# no period for 3 months and after negative tests, surprise!!!



## rogue53

just got 2 definite BFP tests today not even fmu, very surprised as ive had no period for 3 months and was just undergoing blood tests to see why, i even had a negative blood test from the doctors!!! so im in denial at the moment waiting for my better half to come home from work to see the tests and tell me im not going crazy!! haven't had many symptoms either apart from a bit of an upset stomach this morning and feeling really thirsty, no tiredness, no sickness, no tender breasts! but im sure thats to come lol!! cant even say how far along i am as ive had no period in so long hoping the doctor will send me for a dating scan next week to see!!! :happydance:


----------



## alliebabyfeve

Wow, that's crazy! Congratulations!


----------



## chell5544

crongrats your have to let ue no how far you are


----------



## M.e.j.b02-17

*have a happy&healthy pregnancy *


----------



## hopeforamirac

congrats


----------



## Groovychick

Congratulations! :)


----------



## littlebabyboy

best of luck!


----------



## mzswizz

congrats! im currently about to be 2 months late for AF. I had 1 pos hpt and the rest negative but still no AF. Will go to the doctor on the day of next AF due date which is Nov. 17th. You gave me alot of hope just now.


----------



## ducky1502

wow congrats :) xx


----------



## wantingagirl

wow thats amazing!

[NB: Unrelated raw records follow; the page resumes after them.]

PR #1025, opened 2026-09-01
Fix incorrect time written by TipsySnap._write for non-cosmological snapshots

### LINKED ISSUE #996: Incorrect time output from tipsy._write()
**Describe the bug**
When writing a new Tipsy snapshot, the time stored in the output file is not the same as the time associated with the snapshot being written.

**To Reproduce**
```python
import pynbody
snap = pynbody.load('snapshot_filepath')
snap.write(fmt=pynbody.snapshot.tipsy.TipsySnap, filename='NewSnap.bin', binary_aux_arrays=True, cosmological=False)
``` 
```python
new_snap = pynbody.load('NewSnap.bin')
new_snap.properties['time'].in_units('Gyr')
``` 
```python
snap.properties['time'].in_units('Gyr')
``` 

Expected the output snapshot file to have the same time as the input snapshot.

 - OS: Linux 6.14
 - Python version: 3.12.3
 - Numpy version: 2.3.3
 - Pynbody version: 2.3.1

apontzen:
## Summary

Fixes #996, where writing a non-cosmological Tipsy snapshot back out (`cosmological=False`) stores the wrong time in the header.

**Root cause**: On load, `TipsySnap.properties['time']` is set to the raw header value multiplied by a paramfile-inferred time unit (`self.properties['time'] *= time_unit` in `TipsySnap.__init__`). Because `Unit * float` folds the raw value directly into a `Unit`'s scale, `float(properties['time'])` no longer returns anything recoverable as the original raw header value — it returns an intermediate, not-directly-meaningful number. `TipsySnap._write` packed this straight into the header via `struct.pack`, which implicitly calls `float()` on it, so every write baked in an extra, spurious conversion factor (and this compounded further on repeated round trips).

**Fix (revised after discussion)**: rather than special-casing `_write` to convert the value back (an earlier version of this PR did that), `properties['time']` is now represented as a `SimArray` — the raw, file-native value with the time unit attached as a label, exactly like any other time-valued array in pynbody (e.g. `star['tform']`). `float()`/plain arithmetic on it recovers the raw value (so `_write` needs no special-casing at all — it's back to its original, two-line form), while `.in_units(...)` still gives the physical value on request. This is also more consistent for users: previously `properties['time']` behaved quite differently from other time-carrying quantities (e.g. it wouldn't interoperate directly with `star['tform']` the way two arrays would); as a `SimArray` it now does.

`physical_units()`/`set_units_system()` already have working, tested code paths for `SimArray`-typed properties, so this required no changes elsewhere — confirmed the existing test suite (tipsy, partial-tipsy, derived arrays, snapshot, nchilada, gadget, ramses, swift, pkdgravhdf) all still pass, and that derived quantities like `star['age']` produce bit-identical results to before.

## Test plan

- [x] `test_time_roundtrip_noncosmological` in `tests/tipsy_test.py`: builds a synthetic non-cosmological Tipsy snapshot (with its own `.param` file), checks `properties['time']` is a `SimArray` equal to the raw header value, and that a write → load → write → load round trip preserves both the raw header value and the physical time in Gyr. Confirmed this test fails against the original code (reproducing the exact corruption) and passes with the fix.
- [x] Ran `tests/tipsy_test.py` + `tests/partial_tipsy_test.py` (38 tests), plus `tests/derived_arrays_test.py`, `tests/snapshot_test.py`, `tests/nchilada_test.py`, `tests/gadget_test.py`, `tests/ramses_test.py`, `tests/swift_test.py`, `tests/pkdgravhdf_test.py` — all pass.
- [x] Verified `star['age']` (a derived array depending on `properties['time']`) and `properties['time'].in_units('Gyr')` produce identical numeric results before and after this change on a real cosmological test snapshot.

https://claude.ai/code/session_016JnfB7JNzuWcJQxj7T7df1

### DIFF
--- a/pynbody/snapshot/tipsy.py
+++ b/pynbody/snapshot/tipsy.py
@@ -135,7 +135,13 @@ class TipsySnap(SimSnap):
             pass
 
         if time_unit is not None:
-            self.properties['time'] *= time_unit
+            # Store as a SimArray (raw value + unit label) rather than folding the
+            # conversion into a bare Unit, consistent with how every other time-valued
+            # quantity (e.g. star['tform']) is represented. This keeps the raw,
+            # file-native value recoverable (needed so _write can round-trip it) while
+            # still allowing sim.properties['time'].in_units(...) to give the physical
+            # value, and lets it interoperate directly with other time SimArrays.
+            self.properties['time'] = array.SimArray(self.properties['time'], time_unit)
 
     def _load_main_file(self):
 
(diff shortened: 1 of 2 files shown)


apontzen:
Human note for future reference. Storing the time as a SimArray singleton is awkward, but if it is stored as a Unit then there is no logical way to disambiguate the user's intent given the accepted behaviour that arrays write in their current units (i.e., they don't automatically convert back to paramfile-inferred units -- to change that now would be a severe breaking change).

Issue #997, opened 2015-12-03
Documentation of Go client is a bit broken


MattMattV:
Links to ContainerInfo struct are broken
Description is now outdated since ContainerInfo is storing not only an int but an int and 2 time.Time

Maybe more examples or explanations or updating would be nice to understand how to use it.

MattMattV:
bump

vishh:
@timstclair: Can you handle this issue?

timstclair:
Sure. I can work on this after k8s 1.2 is cut.

timstclair:
Fixed the main issues. I agree that there is a large issue with the documentation and examples as a whole, but I'm going to close this for now.

PR #1101, opened 2016-02-08
Fix out of date client/README.md

timstclair:
Fixes the worst of https://github.com/google/cadvisor/issues/997, but the overall documentation needs more work.

The documentation could use a complete rewrite with some additional examples, but I think it would be better to do that through better method comments, and directing users to the [godoc](https://godoc.org/github.com/google/cadvisor/client) instead.


vishh:
LGTM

Congrats! xx


----------



## v2007

Congratulations. 

V xx


----------



## hopefaithcj

rogue53 said:


> just got 2 definite BFP tests today not even fmu, very surprised as ive had no period for 3 months and was just undergoing blood tests to see why, i even had a negative blood test from the doctors!!! so im in denial at the moment waiting for my better half to come home from work to see the tests and tell me im not going crazy!! haven't had many symptoms either apart from a bit of an upset stomach this morning and feeling really thirsty, no tiredness, no sickness, no tender breasts! but im sure thats to come lol!! cant even say how far along i am as ive had no period in so long hoping the doctor will send me for a dating scan next week to see!!! :happydance:


Wow! Thanks for posting this, I'm in a similar position (not pregnant I don't think :(. ) but I haven't had af since 22nd aug, no idea when I ovulate as have pcos, past week though been having a wierd stretchy feeling, loads of cm, no sore breasts, slight nausea but guess that could be bug going around... Hard not to get hopes up. Tonight I've had a couple of bad cramps that have lasted a few seconds then past.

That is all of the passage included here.